**Task description:**
Only a number is wanted here: the count of lines in the entries below that contain the word "echo".

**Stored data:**

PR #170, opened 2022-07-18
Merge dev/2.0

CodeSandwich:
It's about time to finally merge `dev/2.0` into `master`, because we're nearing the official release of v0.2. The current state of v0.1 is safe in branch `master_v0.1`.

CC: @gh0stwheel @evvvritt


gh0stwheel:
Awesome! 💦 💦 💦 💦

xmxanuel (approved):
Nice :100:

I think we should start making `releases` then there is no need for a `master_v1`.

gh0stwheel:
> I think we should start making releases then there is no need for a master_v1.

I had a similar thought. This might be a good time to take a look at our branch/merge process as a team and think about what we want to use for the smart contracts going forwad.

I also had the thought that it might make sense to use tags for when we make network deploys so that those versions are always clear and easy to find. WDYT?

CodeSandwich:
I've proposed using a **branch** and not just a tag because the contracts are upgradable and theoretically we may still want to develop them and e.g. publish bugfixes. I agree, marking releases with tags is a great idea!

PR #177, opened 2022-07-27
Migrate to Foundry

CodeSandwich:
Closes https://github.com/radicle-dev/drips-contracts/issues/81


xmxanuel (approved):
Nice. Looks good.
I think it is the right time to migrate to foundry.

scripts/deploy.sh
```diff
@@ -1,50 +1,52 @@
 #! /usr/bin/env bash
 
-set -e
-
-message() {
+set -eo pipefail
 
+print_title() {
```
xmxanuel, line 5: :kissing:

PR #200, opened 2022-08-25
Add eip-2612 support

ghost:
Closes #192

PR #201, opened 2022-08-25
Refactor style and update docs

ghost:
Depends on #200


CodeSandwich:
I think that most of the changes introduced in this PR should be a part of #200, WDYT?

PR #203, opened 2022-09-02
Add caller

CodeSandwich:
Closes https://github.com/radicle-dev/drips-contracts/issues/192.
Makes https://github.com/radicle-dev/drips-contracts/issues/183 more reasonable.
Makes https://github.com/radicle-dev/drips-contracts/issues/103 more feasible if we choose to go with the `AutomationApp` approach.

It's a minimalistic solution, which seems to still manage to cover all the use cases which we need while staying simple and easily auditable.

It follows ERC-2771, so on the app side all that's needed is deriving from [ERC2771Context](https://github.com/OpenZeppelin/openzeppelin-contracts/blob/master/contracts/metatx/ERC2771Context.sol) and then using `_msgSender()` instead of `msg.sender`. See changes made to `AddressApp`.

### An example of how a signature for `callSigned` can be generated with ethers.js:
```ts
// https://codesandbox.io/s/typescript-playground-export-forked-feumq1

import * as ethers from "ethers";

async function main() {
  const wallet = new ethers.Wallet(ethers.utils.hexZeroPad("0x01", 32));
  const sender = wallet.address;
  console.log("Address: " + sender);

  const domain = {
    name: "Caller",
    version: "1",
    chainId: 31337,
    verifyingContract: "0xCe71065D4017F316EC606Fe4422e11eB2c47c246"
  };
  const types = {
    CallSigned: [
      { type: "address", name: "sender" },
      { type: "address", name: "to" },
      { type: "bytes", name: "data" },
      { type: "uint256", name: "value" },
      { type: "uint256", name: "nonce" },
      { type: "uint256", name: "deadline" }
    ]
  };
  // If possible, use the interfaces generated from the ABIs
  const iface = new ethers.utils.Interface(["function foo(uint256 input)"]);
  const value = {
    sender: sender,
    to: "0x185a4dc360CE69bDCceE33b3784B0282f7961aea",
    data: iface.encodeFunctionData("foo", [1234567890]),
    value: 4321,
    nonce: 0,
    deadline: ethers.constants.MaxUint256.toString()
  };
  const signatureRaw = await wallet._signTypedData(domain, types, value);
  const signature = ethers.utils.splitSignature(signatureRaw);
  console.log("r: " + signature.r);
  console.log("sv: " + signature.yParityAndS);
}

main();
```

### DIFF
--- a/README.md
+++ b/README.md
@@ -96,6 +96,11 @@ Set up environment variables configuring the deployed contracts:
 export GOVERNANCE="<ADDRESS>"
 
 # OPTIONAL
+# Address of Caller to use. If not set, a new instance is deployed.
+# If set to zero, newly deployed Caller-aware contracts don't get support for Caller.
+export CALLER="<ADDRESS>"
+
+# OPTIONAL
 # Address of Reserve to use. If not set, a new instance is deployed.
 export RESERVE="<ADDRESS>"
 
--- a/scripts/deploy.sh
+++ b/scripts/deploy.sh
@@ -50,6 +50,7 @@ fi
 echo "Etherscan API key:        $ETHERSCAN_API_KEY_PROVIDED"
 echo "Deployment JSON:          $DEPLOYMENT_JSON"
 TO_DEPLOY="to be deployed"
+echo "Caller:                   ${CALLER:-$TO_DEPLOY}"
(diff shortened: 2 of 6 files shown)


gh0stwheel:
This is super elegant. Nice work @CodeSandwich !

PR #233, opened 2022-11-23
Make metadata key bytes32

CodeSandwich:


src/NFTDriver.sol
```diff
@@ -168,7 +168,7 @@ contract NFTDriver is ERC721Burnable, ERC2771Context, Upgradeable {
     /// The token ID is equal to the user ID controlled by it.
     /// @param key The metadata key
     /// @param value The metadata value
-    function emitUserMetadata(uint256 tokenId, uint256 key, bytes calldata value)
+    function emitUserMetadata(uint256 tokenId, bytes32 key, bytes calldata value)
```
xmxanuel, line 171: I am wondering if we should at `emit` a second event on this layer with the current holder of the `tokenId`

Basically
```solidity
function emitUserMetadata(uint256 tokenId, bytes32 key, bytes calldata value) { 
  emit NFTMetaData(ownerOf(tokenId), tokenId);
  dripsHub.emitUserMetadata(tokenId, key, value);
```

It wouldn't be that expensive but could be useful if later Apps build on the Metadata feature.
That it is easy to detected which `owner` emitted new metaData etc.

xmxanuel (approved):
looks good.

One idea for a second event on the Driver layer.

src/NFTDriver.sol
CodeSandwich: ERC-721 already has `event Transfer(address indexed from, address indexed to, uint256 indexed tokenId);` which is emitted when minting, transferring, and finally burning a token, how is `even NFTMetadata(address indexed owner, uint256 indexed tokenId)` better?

**Answer space:**
3